Advice: Choose a popular platform and spread the word about the competition by sending invitations and promoting the competition on social media. Data scientists swarm to Kaggle competitions by the thousands. It stands to reason that choosing a platform to maximize promotion is in your best interest.
Conclusion
Running a competition on Kaggle or a similar platform can not only help you determine if an AI-based solution could benefit your company, but also potentially provide the solution, proof of concept and the crew to implement it at the same time. Could efficiency be better exemplified?
Just remember, run a competition that makes sense. Although most data scientists engage in competitions just to win or validate their skills, it is always better to invest time and energy in something meaningful. It is easier to spot if the processing data makes sense than a lot of companies running competitions realize.
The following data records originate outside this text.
PR #51, opened 2021-01-11
CORE: redefine ucc class functions

Sergei-Lebedev:
## What
Redefine UCC_CLASS_INIT_FUNC and UCC_CLASS_DECLARE 

## Why ?
Original versions of these macros in UCS define ucs_status_t as return code. It is not consistent with CL and TL implementation in which we return ucc_status_t

### DIFF
--- a/src/utils/ucc_class.h
+++ b/src/utils/ucc_class.h
@@ -10,13 +10,20 @@
 #include <ucs/type/class.h>
 #include "utils/ucc_compiler_def.h"
 
-#define UCC_CLASS_DECLARE         UCS_CLASS_DECLARE
 #define UCC_CLASS_DEFINE          UCS_CLASS_DEFINE
 #define UCC_CLASS_DELETE          UCS_CLASS_DELETE
-#define UCC_CLASS_INIT_FUNC       UCS_CLASS_INIT_FUNC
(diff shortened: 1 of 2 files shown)


src/utils/ucc_class.h
```diff
@@ -10,14 +10,21 @@
...
 #define UCC_CLASS_CLEANUP         UCS_CLASS_CLEANUP
 #define UCC_CLASS_NEW_FUNC_NAME   UCS_CLASS_NEW_FUNC_NAME
 
+#define UCC_CLASS_INIT_FUNC(_type, ...)                                        \
+    ucc_status_t _UCS_CLASS_INIT_NAME(_type)(_type *self,                      \
+                                             ucs_class_t *_myclass,            \
+                                             int *_init_count, ## __VA_ARGS__) \
+
+#define UCC_CLASS_DECLARE(_type, ...)                                          \
+    extern ucs_class_t _UCS_CLASS_DECL_NAME(_type);                            \
```
vspetrov, line 25: why ucs_class_t here? shouldn't it be ucc_class_t ?

vspetrov (approved):

manjugv (approved):

src/utils/ucc_class.h
Sergei-Lebedev: decided to leave it as it is

PR #52, opened 2021-01-12
CORE: init TL contexts

vspetrov:
## What
Adds TL context creation/destruction logic

## Why ?
Core functionality

## How ?
Everything is handled by CORE: 
- core ucc_lib/context queries CLs which TLs are required
- CORE allocates necessary TL libs/contexts
- CLs can then get a pointer to TL context based on type enum value

This is one of the alternative approaches (#53 ) and it is more clear, logical and convenient imo.

### DIFF
--- a/src/components/cl/basic/cl_basic_context.c
+++ b/src/components/cl/basic/cl_basic_context.c
@@ -11,9 +11,16 @@ UCC_CLASS_INIT_FUNC(ucc_cl_basic_context_t,
                     const ucc_base_context_params_t *params,
                     const ucc_base_config_t *config)
 {
+    ucc_status_t status;
     const ucc_cl_context_config_t *cl_config =
         ucc_derived_of(config, ucc_cl_context_config_t);
     UCC_CLASS_CALL_SUPER_INIT(ucc_cl_context_t, cl_config->cl_lib);
+    status = ucc_tl_context_get(params->context, UCC_TL_UCP,
+                                &self->tl_ucp_ctx);
+    if (UCC_OK != status) {
+        cl_warn(cl_config->cl_lib, "TL UCP context is not available, CL BASIC can't proceed");
+        return UCC_ERR_NOT_FOUND;
+    }
     cl_info(cl_config->cl_lib, "initialized cl context: %p", self);
     return UCC_OK;
 }
@@ -21,6 +28,13 @@ UCC_CLASS_INIT_FUNC(ucc_cl_basic_context_t,
 UCC_CLASS_CLEANUP_FUNC(ucc_cl_basic_context_t)
 {
     cl_info(self->super.super.lib, "finalizing cl context: %p", self);
+    ucc_tl_context_put(self->tl_ucp_ctx);
 }
 
 UCC_CLASS_DEFINE(ucc_cl_basic_context_t, ucc_cl_context_t);
+
+ucc_status_t ucc_cl_basic_get_context_attr(const ucc_base_context_t *context,
+                                           ucc_base_attr_t *attr)
+{
+    return UCC_OK;
+}
--- a/src/components/cl/ucc_cl.h
+++ b/src/components/cl/ucc_cl.h
@@ -80,8 +80,11 @@ typedef struct ucc_cl_context {
 
 UCC_CLASS_DECLARE(ucc_cl_context_t, ucc_cl_lib_t *);
 
-#define UCC_CL_IFACE_EXT(_NAME) .super.type = UCC_CL_ ## _NAME,
+typedef struct ucc_cl_lib_attr {
+    ucc_base_attr_t super;
+    uint64_t tls;
+} ucc_cl_lib_attr_t;
 
 #define UCC_CL_IFACE_DECLARE(_name, _NAME)                                     \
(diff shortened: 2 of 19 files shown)


src/components/cl/basic/cl_basic_context.c
```diff
@@ -11,16 +11,30 @@ UCC_CLASS_INIT_FUNC(ucc_cl_basic_context_t,
...
+    ucc_tl_context_put(self->tl_ucp_ctx);
 }
 
 UCC_CLASS_DEFINE(ucc_cl_basic_context_t, ucc_cl_context_t);
+
+ucc_status_t ucc_cl_basic_get_context_attr(const ucc_base_context_t *context,
+                                           ucc_base_attr_t *attr)
+{
+    return UCC_OK;
+}
```
manjugv, line 40: I’m assuming this will be filled in future PRs.

src/components/cl/ucc_cl.h
```diff
@@ -80,8 +80,11 @@ typedef struct ucc_cl_context {
 
 UCC_CLASS_DECLARE(ucc_cl_context_t, ucc_cl_lib_t *);
 
-#define UCC_CL_IFACE_EXT(_NAME) .super.type = UCC_CL_ ## _NAME,
+typedef struct ucc_cl_lib_attr {
+    ucc_base_attr_t super;
+    int tls;
```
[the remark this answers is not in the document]
manjugv: How do you set the required TLs? Does the CL and TLs have some kind of identifiers?

src/core/ucc_context.c
```diff
@@ -226,6 +275,14 @@ ucc_status_t ucc_context_create(ucc_lib_h lib,
     ctx->lib = lib;
     ucc_copy_context_params(&ctx->params, params);
     ucc_copy_context_params(&b_params.params, params);
+    b_params.context = ctx;
+    status = ucc_create_tl_contexts(ctx, config);
```
manjugv, line 279: I’m wondering in this approach, where you initialize multiple CLs but you end up using only one CL, this will result in creating contexts for all TLs? Would wrapping TL under CL help overcome this? 
Did you explore that approach? Any obvious disadvantages?

manjugv (commented):
* Besides other comments, is there an opportunity to say not to open certain components? Like in Open MPI, where you could say not to open certain BTLs. 

* Probably for the files you touched, you need to update the copyright to reflect the year change.

src/components/cl/ucc_cl.h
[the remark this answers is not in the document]
vspetrov: yes CLs and TLs have both have enums. Some identifier is needed anyways. Originally we thought that for TLs we can use "char *". But since any TL (even vendor specific black box) requires integration into CL then there is no problem adding new enum id for any TL. And this way it is much more convenient.

src/components/cl/basic/cl_basic_context.c
vspetrov: > * Besides other comments, is there an opportunity to say not to open certain components? Like in Open MPI, where you could say not to open certain BTLs.
> * Probably for the files you touched, you need to update the copyright to reflect the year change.

Agree. We can add such a parameter to TL (to filter TLs based on user input).

src/core/ucc_context.c
vspetrov: yes, i've considered that approach: see closed/rejected PR #53 - we went over that approach with Sergey. Shortly, the downsides are the complexity of implementation and maintenance (need to keep hash-table based storage for tl lib and context objects in order to organize TL ctx sharing between CLs) and somewhat more complex cleanup flow. These complexities could be fine if we would get some real benefit from that approach, but looks like we actually don't. 

Regarding you example: we first filter CL lib objects based on user input, only after that we build the list of required TLs. So, the only corner case is : when some CL is supposed to be used but it fails creating its context AND it requested some TL which is not used by other CLs. In that case there is some TL context which is created w/o the need (so we will need to destroy it right away - this is TODO). However, this corner case still exist even in that alternative approach: consider some CL (say CL_HW - that implements a HW collectives) that needs a specific TL (say  sharp) and this CL allocates TL context internally when cl_context is being initialized. If the cl_context create fails for some reason then that CL has to cleanup allocated TL anyways. So, it is all the same but happening in different place.

Lastly, third argument: there is almost no reason for CL context to fail during init except for TL context init failure (this is where resources are allocated) unless some critical error (like OOM). 

So, i believe the approach taken in this PR is cleaner and has basically same corner cases as alternative approach.

vspetrov:
@manjugv @Sergei-Lebedev @alex--m please leave your comments, lets keep those PRs moving

manjugv:
> @manjugv @Sergei-Lebedev @alex--m please leave your comments, lets keep those PRs moving

@vspetrov I don't have any other comments on this PR.

Sergei-Lebedev (approved):
looks good to me

vspetrov:
> > @manjugv @Sergei-Lebedev @alex--m please leave your comments, lets keep those PRs moving
> 
> @vspetrov I don't have any other comments on this PR.

@manjugv if you don't have comments and you are good with the answers to others, then plz put +1 for the PR. @alex--m plz respond

manjugv (approved):

PR #53, opened 2021-01-12
CORE: init TL contexts

vspetrov:
Serves same purpose as #52 but with alternative implementation:

CORE knows nothing about TLs. CLs directly get TL context which is allocated internally and stored into a hash table.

Preparing a model that is able to recognize plastic waste in a pile of trash is relatively easy. Building an automated machine to sort the waste is a whole different story. Although there is nothing wrong with probing the technology, it is much better to run a competition that will give feedback that can be used to optimize the company’s short- and long-term future performance. Far too many competitions either don’t make sense or produce results that are never used. Even if the competition itself proves successful, who really has the time or resources to do fruitless work?